Wrangham führt für seine Thesen zahlreiche Beispiele aus der Primatologie (er hat als Student bereits mit Jane Goodall zusammengearbeitet) und der Ethnologie an, seine Argumentation ist sehr durchdacht und schlüssig vorgetragen, wiewohl einige seiner Thesen weiterhin umstritten bleiben werden und eine (von ihm selbst betonte) weitere Forschung notwendig machen. Unabhängig davon, wie diese Kontroversen in Zukunft entschieden werden (und ob es in solchen Dingen definitive Entscheidungen gibt sei dahingestellt), ist dieses Buch ein großartiger und kreativer Beitrag zur Erforschung dessen, was man vor 250 Jahren unter dem Begriff philosophische Anthropologie verstanden hat. Geistreich, mit profundem Fachwissen trägt der Autor seine Ansichten vor, eine Lesegenuss durch und durch. (Eine prinzipielle Bemerkung zu Fachbüchern neuerer Provenienz: Es scheint offenbar keine Lektoren, kein Korrekturlesen mehr zu geben.
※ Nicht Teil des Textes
PR #424, opened 2025-05-05
Feature/finished/iia 1920 float integer control skin exceptions

jdsmithsos:
Jira ticket:  https://ikmdev.atlassian.net/browse/IIA-1920

Summary of changes:

- added optional minus sign at beginning of KLIntegerControlSkin regex:  "^-?(0|[1-9][0-9]*)$"
- restructured conditionals to allow for additional checks of "-", "+", and exponent
- added checks for "-" (and "+" since float regex allows optional + at beginning) in KLFloatControlSkin

Before fix:

For Integer field, enter - followed by a decimal

image

For Float field, enter -

image

After fix:

Integer field now allows - and decimal without error

image

Float field now no exception:

image

image

image


dholubek (approved):
looks good

PR #432, opened 2025-05-07
Feature/finished/iia 1941 bugfix nodes index

dholubek:
This fixes an exception being thrown when the nodes collection is empty.  We have a placeholder image on tinkar test pattern 3 and this fixes that exception.  You are allowed to create a pattern with zero fields today in Komet, so I this check should exist.  This also fixes an exception that I found in https://ikmdev.atlassian.net/browse/IIA-1933


bhharsh13 (approved):
Looks good to me

PR #433, opened 2025-05-07
Feature/finished/iia 1512 autosave with debouncing for string integer float

swaroopsalvi:


dholubek (changes requested):
@swaroopsalvi  This PR says it has 37 commits.  I faced a similar issue when I had commits in my local main by accident that I never intended to get into ikmdev/komet main.  Your forked repo says "36 commits ahead, 6 commits behind".  You are going to potentially run into the same issue that I did where git will eventually not reconcile a common ancestor properly and start bringing back old commits.  If not fixed over time there is a good chance we will start to see zombie defects come back.  

The fix is to delete your forked repo and re-fork a completely clean  repo.

PR #434, opened 2025-05-08
Feature/finished/iia 1599 viewcalc refresh issue 2

carldea:
I did more testing and the new code to derive a new view property derived from the concept navigator throws an exception during the create concept window.


dholubek (approved):
looks good

PR #437, opened 2025-05-08
Allow horizontal scrolling for LineageBox

jperedadnr:
This PR allows scrolling horizontally so that the full name of the concept can be seen in the lineage box.


carldea (approved):
Looks good to me!

PR #439, opened 2025-05-08
Code to delay autosave.

swaroopsalvi:


kview/src/main/java/dev/ikm/komet/kview/klfields/floatfield/DefaultKlFloatField.java
```diff
@@ -17,8 +19,14 @@ public DefaultKlFloatField(ObservableField<Float> observableFloatField, Observab
...
-            floatControl.valueProperty().bindBidirectional(observableFloatField.valueProperty());
-            floatControl.setTitle(getTitle());
+            floatControl.valueProperty().set(observableFloatField.valueProperty().getValue());
+            Timeline timeline = createTimeline();
+            timeline.setOnFinished((evt) -> {
+                observableFloatField.valueProperty().setValue(floatControl.getValue());
+            });
+            floatControl.valueProperty().subscribe( s -> {
+                timeline.playFromStart();
+            });
```
carldea, line 29: Now if the bidirection is missing how would the UI get updated from observable's valueproperty?
- bidirectional means changes from user go to backend, and visaversa UI control <----> Observable field
- this is only unidirectional UI control -----> observable field.

PR #440, opened 2025-05-08
Feature/finished/iia 1933 last commit vals

dholubek:
https://ikmdev.atlassian.net/browse/IIA-1933

the observable fields that send over the event bus will revert (all except the string on Tinkar example 1 data) to their default values after the first iteration of the for loop in GenEditingDetailsController when updating the left side's real observable fields.  I changed this to send plain objects instead.

edit window before editing:
edit window before editing

edit window before submit:
edit window before submit

edit window after submit:
edit window after submit

re-summon window after submit:
re-summon window after submit

### DIFF
--- a/kview/src/main/java/dev/ikm/komet/kview/events/genediting/GenEditingEvent.java
+++ b/kview/src/main/java/dev/ikm/komet/kview/events/genediting/GenEditingEvent.java
@@ -14,11 +14,11 @@ public class GenEditingEvent extends Evt {
 
     public static final EvtType<GenEditingEvent> VERSION_UPDATED = new EvtType<>(Evt.ANY, "VERSION_UPDATED");
 
-    private List<ObservableField<?>> list;
+    private List<?> list;
 
     private int nid;
 
-    public GenEditingEvent(Object source,EvtType eventType, List<ObservableField<?>> list, int nid){
+    public GenEditingEvent(Object source,EvtType eventType, List<?> list, int nid){
         super(source,eventType);
         this.list = list;
         this.nid = nid;
@@ -28,7 +28,7 @@ public class GenEditingEvent extends Evt {
         super(source,eventType);
     }
 
-    public List<ObservableField<?>> getList(){
+    public List<?> getList(){
         return list;
     }
 
--- a/kview/src/main/java/dev/ikm/komet/kview/events/genediting/GenEditingEvent.java
+++ b/kview/src/main/java/dev/ikm/komet/kview/events/genediting/GenEditingEvent.java
@@ -14,11 +14,11 @@ public class GenEditingEvent extends Evt {
 
     public static final EvtType<GenEditingEvent> VERSION_UPDATED = new EvtType<>(Evt.ANY, "VERSION_UPDATED");
 
-    private List<?> list;
+    private List<Object> list;
 
     private int nid;
 
-    public GenEditingEvent(Object source,EvtType eventType, List<?> list, int nid){
+    public GenEditingEvent(Object source,EvtType eventType, List<Object> list, int nid){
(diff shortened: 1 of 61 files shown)


kview/src/main/java/dev/ikm/komet/kview/events/genediting/GenEditingEvent.java
```diff
@@ -14,11 +14,11 @@ public class GenEditingEvent extends Evt {
 
     public static final EvtType<GenEditingEvent> VERSION_UPDATED = new EvtType<>(Evt.ANY, "VERSION_UPDATED");
 
-    private List<ObservableField<?>> list;
+    private List<?> list;
 
     private int nid;
 
-    public GenEditingEvent(Object source,EvtType eventType, List<ObservableField<?>> list, int nid){
+    public GenEditingEvent(Object source,EvtType eventType, List<?> list, int nid){
```
carldea, line 21: Should the list be this: `List<Object>`?
Using `?` wildcard still means a specific type. `Object` means any kind of object.

dholubek: fixed

kview/src/main/java/dev/ikm/komet/kview/events/genediting/GenEditingEvent.java
```diff
@@ -14,11 +14,11 @@ public class GenEditingEvent extends Evt {
...
     public static final EvtType<GenEditingEvent> VERSION_UPDATED = new EvtType<>(Evt.ANY, "VERSION_UPDATED");
 
-    private List<ObservableField<?>> list;
+    private List<Object> list;
 
     private int nid;
 
-    public GenEditingEvent(Object source,EvtType eventType, List<ObservableField<?>> list, int nid){
+    public GenEditingEvent(Object source,EvtType eventType, List<Object> list, int nid){
         super(source,eventType);
```
swaroopsalvi, line 22: the list we are setting is always an ObservableField so why did we change to object ?

kview/src/main/java/dev/ikm/komet/kview/mvvm/view/genediting/SemanticFieldsController.java
```diff
@@ -328,8 +328,10 @@ private void resetFieldValues(EntityVersion entityVersion) {
     @FXML
     public void submit(ActionEvent actionEvent) {
        cancelButton.requestFocus();
+
        //create new list for passing to the event.
-       List<ObservableField<?>> list = new ArrayList<>(observableFields);
+       List<Object> list = new ArrayList<>(observableFields.size());
+       observableFields.forEach(observableField -> list.add(observableField.value()));
```
swaroopsalvi, line 335: Why can't we keep it as ObservableField ?

swaroopsalvi (commented):
The reset / cancel / clear functionality is not required.

kview/src/main/java/dev/ikm/komet/kview/events/genediting/GenEditingEvent.java
dholubek: the observable fields change and revert to previous values on the second iteration of the for loop.  we don't need to put an observable field on the event bus since we just want to pass the information.

kview/src/main/java/dev/ikm/komet/kview/mvvm/view/genediting/SemanticFieldsController.java
dholubek: @swaroopsalvi  see above comment.

carldea (approved):
Looks good to me!
Thanks @dholubek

Die Zahl der Fehler ist auch in diesem Buch Legion, vergleiche ich es etwa mit Webers 1985 erstmals erschienen Buch über Perikles (bei dem ich über keinen einzigen Fehler gestolpert bin), so grenzt das fast schon an Frechheit. Offenkundig ist, dass nur noch Computerprogramme mit dem Korrekturlesen betraut werden: Weshalb „sich“ und „sie“ verwechselt, falsche Artikel en masse verwendet werden – sie finden sich ja im Wörterbuch der Software. Für derart große Verlage ein Armutszeichen.)


Richard Wrangham: Die Zähmung des Menschen. Warum Gewalt uns friedlicher gemacht hat. Eine neue Geschichte der Menschwerdung. München: DVA 2019.